Sarah lernte ich an einem frühen Sonntagmorgen im Februar 2000 kennen, gleich in der ersten Stunde, nachdem ich aufge­wacht war. Sie betrat den Raum, in dem ich an meinem Computer saß, kam auf mich zu und blieb vor meinem Schreibtisch stehen. Sie trug ein schwarzes, eng anliegendes Kleid mit rund geschnit­tenem Kragen und langen Ärmeln. Der Gedanke, sie muss es einen Abend zuvor angezogen und seitdem nicht mehr ausgezo­gen haben, durchstreifte den Raum zwischen uns.

Sie runzelte ein wenig, während sie mich beobachtete, als hätte sie eine kuriose Erscheinung vor den Augen, als entspräche dies, was sie sah, nicht unbedingt dem, was sie erwartet hatte.

Das irritierte Staunen in ihrem Blick, dachte ich gleich, musste unmittelbar mit dem Ausmaß dieser Erwartungen zusammengehangen haben. Was meine Erwartungen betraf, so hatte ich zu dem Zeitpunkt noch keine.  

– „Ich bin Sarah Sylvia Sander“, sagte sie.

Sarah Sylvia Sanders Gesichtsausdruck war nicht zu deuten.

Leicht verachtend, ironisch, distanziert. Dennoch zärtlich, nachsichtig. Erwartungsvoll.
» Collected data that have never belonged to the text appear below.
PR #3426, opened 2020-11-10
GH-3425: Remove mngmt gauges from CtxClosedEvent

### LINKED ISSUE #3425: Spring Integration Metrics launch WARN message when the metrics are being collected in Graceful shutdown process.
I can reproduce the "issue" for Spring Integration version 5.2.8.RELEASE but I can see in version 5.4.0.RELEASE (https://github.com/spring-projects/spring-integration/blob/v5.4.0/spring-integration-core/src/main/java/org/springframework/integration/config/IntegrationManagementConfigurer.java) that the gauge definitions are equals. The conflictive code is at "registerComponentGauges" method.

	private void registerComponentGauges() {
		this.gauges.add(
				this.metricsCaptor.gaugeBuilder("spring.integration.channels", this,
						(c) -> this.applicationContext.getBeansOfType(MessageChannel.class).size())
						.description("The number of message channels")
						.build());

		this.gauges.add(
				this.metricsCaptor.gaugeBuilder("spring.integration.handlers", this,
						(c) -> this.applicationContext.getBeansOfType(MessageHandler.class).size())
						.description("The number of message handlers")
						.build());

		this.gauges.add(
				this.metricsCaptor.gaugeBuilder("spring.integration.sources", this,
						(c) -> this.applicationContext.getBeansOfType(MessageSource.class).size())
						.description("The number of message sources")
						.build());
	}

**Describe the bug**

The bug will be reproducible when any application based on SpringBoot with Micrometer starts to close Spring Application context when the app receive the graceful shutdown signal. In that moment, the micrometer registry try to send the gauge metrics related to "spring.integration.channels", "spring.integration.handlers" and "spring.integration.sources".

The lambda that is executed to collect the values for that metrics invoke to Spring context (`this.applicationContext.getBeansOfType(MessageHandler.class).size()`) producing that the context try to create the beans of the types `MessageHandler`, `MessageChannel `or `MessageSource`. This try to create the beans fails and throw a message 

> Singleton bean creation not allowed while singletons of this factory are in destruction

 because, obviously, the context is in destruction phase.

**To Reproduce**

To reproduce this bug is enough to create an application with micrometer (and a meter registry as a @Bean) and wait that the context start to destruction phase.

**Expected behavior**

In my opinion, the lambda functions to retrieve the metrics should be designed in other way, avoiding to check the spring context each time that we want to retrieve the metric value.

Another suggestion that maybe should be in another different issue is the way to disable the metrics. As I know, we don't have any way/property to disable the registration (and future shipping) of the metrics related to spring integration.
I found a workaround that is using an SpringBoot Actuator property, but that property is not efficient because affect as a meter filter, but In my opinion, we should act at the origin, without interacting with micrometer.

**Sample**

I don't have any standard project now to publish. I have my own code that belongs to my company and I can't publish right now. I think that is easily reproducible.

artembilan:
Fixes https://github.com/spring-projects/spring-integration/issues/3425

It turns out that `IntegrationManagementConfigurer.destroy()` is still too
late to remove `gauges` and Micrometer tries to gather them on application
context close, when many beans are already destroyed

* Catch `ContextClosedEvent` in the `IntegrationManagementConfigurer`
and removed `gauges` from there
* Remove `destroy()` impl since it is out of use already:
the `IntegrationManagementConfigurer` is not supposed to be in the
target application directly, so it looks safe to remove the `DisposableBean`
altogether

### DIFF
--- a/spring-integration-core/src/main/java/org/springframework/integration/config/IntegrationManagementConfigurer.java
+++ b/spring-integration-core/src/main/java/org/springframework/integration/config/IntegrationManagementConfigurer.java
@@ -23,11 +23,12 @@ import java.util.Set;
 
 import org.springframework.beans.BeansException;
 import org.springframework.beans.factory.BeanNameAware;
-import org.springframework.beans.factory.DisposableBean;
 import org.springframework.beans.factory.SmartInitializingSingleton;
 import org.springframework.beans.factory.config.BeanPostProcessor;
 import org.springframework.context.ApplicationContext;
 import org.springframework.context.ApplicationContextAware;
+import org.springframework.context.ApplicationListener;
+import org.springframework.context.event.ContextClosedEvent;
 import org.springframework.integration.core.MessageSource;
 import org.springframework.integration.support.management.IntegrationManagement;
 import org.springframework.integration.support.management.IntegrationManagement.ManagementOverrides;
@@ -53,7 +54,7 @@ import org.springframework.util.Assert;
  */
 public class IntegrationManagementConfigurer
 		implements SmartInitializingSingleton, ApplicationContextAware, BeanNameAware, BeanPostProcessor,
-		DisposableBean {
+		ApplicationListener<ContextClosedEvent> {
 
 	/**
 	 * Bean name of the configurer.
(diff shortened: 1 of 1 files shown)


artembilan:
Note: tested with an application provided in the issue.

artembilan:
Back-ported to `5.3.x` as https://github.com/spring-projects/spring-integration/commit/72232ea02663f47e982a6c062ab82ed886f2cc85 after fixing conflicts.
Into `5.2.x` as https://github.com/spring-projects/spring-integration/commit/fc5fdbf3668fe4d25e2d24bcf8d8d541cf747cf9 after more conflict resolutions.

PR #3427, opened 2020-11-10
Fix mngmt dependency for MetricsCaptor

artembilan:
The `IntegrationManagementConfigurer` is a `BeanPostProcessor`
so it must not have direct dependency injection for other beans.
In our case it is a `MetricsCaptor` injected from the
`IntegrationManagementConfiguration`

* Fix `IntegrationManagementConfiguration` and `IntegrationManagementConfigurer`
to rely on the `ObjectProvider<MetricsCaptor>` instead

Tested against latest Spring Boot


artembilan:
Back-ported to `5.3.x` & `5.2.x` as https://github.com/spring-projects/spring-integration/commit/af725a841f878da4739bcb08740ab9407938ecf7 after fixing conflicts.

PR #3436, opened 2020-12-01
GH-3434: Optimize `unlinkAvailable` in Redis

### LINKED ISSUE #3434: RedisLockRegistry UNLINK command (optimization)

5.4.1

**Describe the bug**

The RedisLockRegistry is creating RedisLock instances that test the Redis backend if it supports the UNLINK command.
If it does not, a local variable `unlinkAvailable` is set to false and the error is logged as a warning.
This causes the RedisLock instance to use the old DELETE command.

There are two issues with this.

First one is that each new RedisLock instance will do the above logic over and over again (for every new instance once). Since Lock instances are mostly short lived that is a lot of UNLINK command testing towards the same Redis backend. We can assume the Redis version does not change during the runtime of the application.

The other, smaller, issue is that the log warning message in its current form can't be silenced/minimized and always outputs an Exception stack trace which adds a great deal of noise to the log.

**To Reproduce**

Point the RedisLockRegistry to an older version of Redis that does not support the UNLINK command.

**Expected behavior**

This detection of UNLINK support should be moved to the RedisLockRegistry and the `unlinkAvailable` command should be passed as a constructor param to RedisLock (base idea by @artembilan https://github.com/spring-projects/spring-integration/issues/3041#issuecomment-735955025)

The log warning message should be logged without the stack trace and if the stack trace is important it should be guarded under a `log.isDebugEnabled` or similar.

**Sample**

Sorry... might be too basic of an example to warrant a sample. It would have to be some kind of docker compose example to include an older version of Redis... or TestContainers...

artembilan:
Fixes https://github.com/spring-projects/spring-integration/issues/3434

Each `RedisLock` has their own `unlinkAvailable` property
therefore we try to `unlink` on every unlock call and also log a WARN
about unavailability of this command in Redis, plus exception

* Move `unlinkAvailable` property to the `RedisLockRegistry` level
to have a check only once on a first `unlock()` call
* Move the whole exception logging onto the DEBUG level, leaving the WARN
only with the `ex.getMessage()`
* Optimize logging the same way in the `RedisMessageStore`

Cherry-pick to `5.3.x & 5.2.x`

### DIFF
--- a/spring-integration-redis/src/main/java/org/springframework/integration/redis/store/RedisMessageStore.java
+++ b/spring-integration-redis/src/main/java/org/springframework/integration/redis/store/RedisMessageStore.java
@@ -1,5 +1,5 @@
 /*
- * Copyright 2007-2019 the original author or authors.
+ * Copyright 2007-2020 the original author or authors.
  *
  * Licensed under the Apache License, Version 2.0 (the "License");
  * you may not use this file except in compliance with the License.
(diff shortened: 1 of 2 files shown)


garyrussell:
And cherry-picked to 5.3.x, 5.2.x.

Kampflustig.Zu widersprüchlich waren die Eindrücke, als dass ich dem, was ich sah, auch vertrauen konnte. Der Zwiespalt des Wahrnehmens zwischen schlichtem Hinsehen und bewussten Ansehen reizte mich und löste augenblicklich in mir eine Kettenreaktion aus, eine Bildlawine. Schnell ineinander fließende Sichten, die schließlich zu einem einheitlichen Gebilde verschmolzen.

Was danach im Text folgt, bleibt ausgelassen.